試合中に本気で笑ってしまうのはどうなのかという意見がちらほら零れるも、じゃあ本当に自分の身に起こった時に耐えられるのか? という返しを受け、最終的に全員無理だという結論に至った。


「二人に取っちゃ、あまりにも面白過ぎたんだろうよ」


「でしょうね。けど、ここまで同じだと、次に奇策をぶつけようとした時に躊躇しちゃいそうな気が……あっ、そこがさっきの外し繋がるってことか」


「………………そうだな」


「? えっと……は、半分正解ってところ?」


変な間があり、思わず変な考えを口にしてしまったのかと焦るヘレネ。


「いや、そうじゃねぇ。

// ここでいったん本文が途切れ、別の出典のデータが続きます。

Issue #2817, opened 2019-06-28
PS API: add path policy to seg request


lukedirtwalker:
Add a path policy field to the segments request so that PS clients can specify a path policy.

lukedirtwalker:
This is not strictly required. Also as outlined in #2820 it is not clear how we would filter in the PS. So we close this issue for now, and create a new one if we really deem it necessary.

Issue #2816, opened 2019-06-28
sciond API: add path policy support to path requests


lukedirtwalker:
sciond path requests should have a path policy field that sciond considers.

scrye:
We should probably close this due to age/lack of context. This will come up again eventually, but we can create a new issue then.

@lukedirtwalker: what do you think?

lukedirtwalker:
Yeah this is old and not clearly specified. So let's close and create a new issue once we have the details specified.

PR #3082, opened 2019-09-03
pathpol: Add Policy to PathReq and SegReq capnp

lukedirtwalker:
Adds low and mid-level objects to represent path-policies.

Contributes #2816
Contributes #2817

---
This change is [Reviewable](https://reviewable.io/reviews/scionproto/scion/3082)


lukedirtwalker:
It's not yet clear we will need this in the near future, so we close it for now.

PR #3108, opened 2019-09-05
Use MinRevTTL instead of constant

juagargi:
In SCIONLab, if we change the value `path_mgmt.MinRevTTL` from 10 to e.g. 20, some UTs in `beacon_srv` won't pass. Using the constant `MinRevTTL` instead of hardcoded `10` fixes them.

俺は正解だと思ってるぜ……ただまぁ、どうやら二人はそういうのが煩わしいと判断したみたいだな」


「「「「「「「「「「えっ……」」」」」」」」」」


多くの学生たちからすれば、二人は強くクールな細剣士。

アドレアスは言わずもがな、ディムナも少しだけ気の短いところはあるが、それでも戦闘スタイルは冷静で感情任せの戦い方をあまり好まない。


だからこそ、リングを見た上でイシュドが出した言葉があまりにも信じられなかった。


「ほら、んなバカな顔して本番を見逃すなよ、てめぇら」


良いか悪いかは……さておく。


ただ、これから起こるのは、イシュドにとって最高に口端を吊り上げたくなる戦いだった。